Monday, March 4, 2013

Abraham Lincoln's First Inauguration as President, Monday, March 4, 1861

"We are not enemies, but friends. We must not be enemies. Though passion may have strained, it must not break our bonds of affection. The mystic chords of memory, stretching from every battle-field and patriot grave to every living heart and hearthstone all over this broad land, will yet swell the chorus of the Union when again touched, as surely they will be, by the better angels of our nature."
~ Abraham Lincoln, first Inaugual Address



Since Lincoln's election in November 1860, seven states had left the Union. Worried that the election of a Republican would threaten their rights, especially slavery, the lower South seceded and formed the Confederate States of America. In the process, some of those states seized federal properties such as armories and forts. By the time Lincoln arrived in Washington, D.C., for his inauguration, the threat of war hung heavy in the air. Lincoln took a cautious approach in his remarks, and made no specific threats against the Southern states. As a result, he had some flexibility in trying to keep the states of the upper South--North Carolina, Tennessee, Virginia, Arkansas, Missouri, Kentucky, Maryland, and Delaware--in the Union.
Jefferson Davis had been inaugurated as the President of the Confederacy two weeks earlier.  
Chief Justice Roger Taney administered the executive oath for the seventh time.

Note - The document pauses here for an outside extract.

PR #1265, opened 2017-06-01
update spModel core libs

tpolecat:
This updates the `spModel.core` dependencies to versions that have 2.12 artifacts available, which we need in order to move compile it to 2.12 for Gem. There were a handful of compile errors that are fixed here. After this change you can say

The Capitol itself was sheathed in scaffolding because the copper and wood "Bulfinch" dome was being replaced with a cast iron dome designed by Thomas U. Walter.
Lincoln in carriage en route to Capitol Building
The burden of Lincoln's safety fell on the aged shoulders of Lieutenant-General Winfield Scott, celebrated war hero and head of the U.S. Army. He wrote of this duty as "the most critical and hazardous event with which I have ever been connected." Not only was Lincoln's life endangered by Southern secessionists, but Scott himself received many death threats if he "dared to protect the ceremony by military force." Scott rounded up as many soldiers as possible from his scant forces, so when Lincoln rode to the Capitol, a reporter noted, "His carriage was closely surrounded on all sides by marshals and cavalry, so as almost to hide it from view."   Sixteen-year-old Julia Taft and her mother watched the procession from a hardware store because the Capitol might prove too dangerous. "As we took our places a file of green-coated sharpshooters went through up to the roof. The whisper went round that they had received orders to shoot at any one crowding toward the President's carriage."  She noticed the crowd seemed hostile toward Lincoln and heard a woman remark, "There goes that Illinois ape, the cursed Abolitionist. But he will never come back alive."

The President-elect rode with President Buchanan in an open carriage to the Capitol, where he took the oath of office on the East Portico. This was the first time Lincoln appeared in public with his beard as president, which he had grown in between being elected and his inauguration. 

Senator Edward D. Baker, a longtime friend of the Lincolns, introduced the president-elect to a crowd of about 25,000 people. Carl Schurz, another political friend, watched the proceedings intently. "I saw Lincoln step forward to the desk upon which the Bible lay -- his rugged face, appearing above all those surrounding him, calm and sad."

Lincoln pulled out a pair of reading glasses, secured his manuscript with a gold-headed cane, and tried to lay down his new silk hat. Schurz said, "I witnessed the remarkable scene when Lincoln, about to deliver his inaugural address, could not at once find a convenient place for his hat, and Douglas took that hat and held it like an attendant, while Lincoln was speaking."

As for 83-year-old Roger Taney, he said, "I saw the withered form of Chief Justice Taney, the author of the famous Dred Scott decision, that judicial compend of the doctrine of slavery, administer the oath of office to the first President elected on a distinct anti-slavery platform." Taney died in office three years later, and Lincoln filled the position with abolitionist Salmon Chase.

In his inaugural address, Lincoln promised not to interfere with the institution of slavery where it existed, and pledged to suspend the activities of the federal government temporarily in areas of hostility. However, he also took a firm stance against secession and the seizure of federal property. The government, insisted Lincoln, would "hold, occupy, and possess" its property and collect its taxes. 

Horace Greeley, editor of the New York Tribune, sat behind Lincoln during the speech,  "expecting to hear its delivery arrested by the crack of a rifle aimed at his heart, but it pleased God to postpone the deed, though there was forty times the reason for shooting him in 1860 that there was in '65, and at least forty times as many intent on killing or having him killed. No shot was then fired, however; for his hour had not yet come."

Six weeks later, the Confederates fired on Fort Sumter in Charleston, South Carolina, and the Civil War began.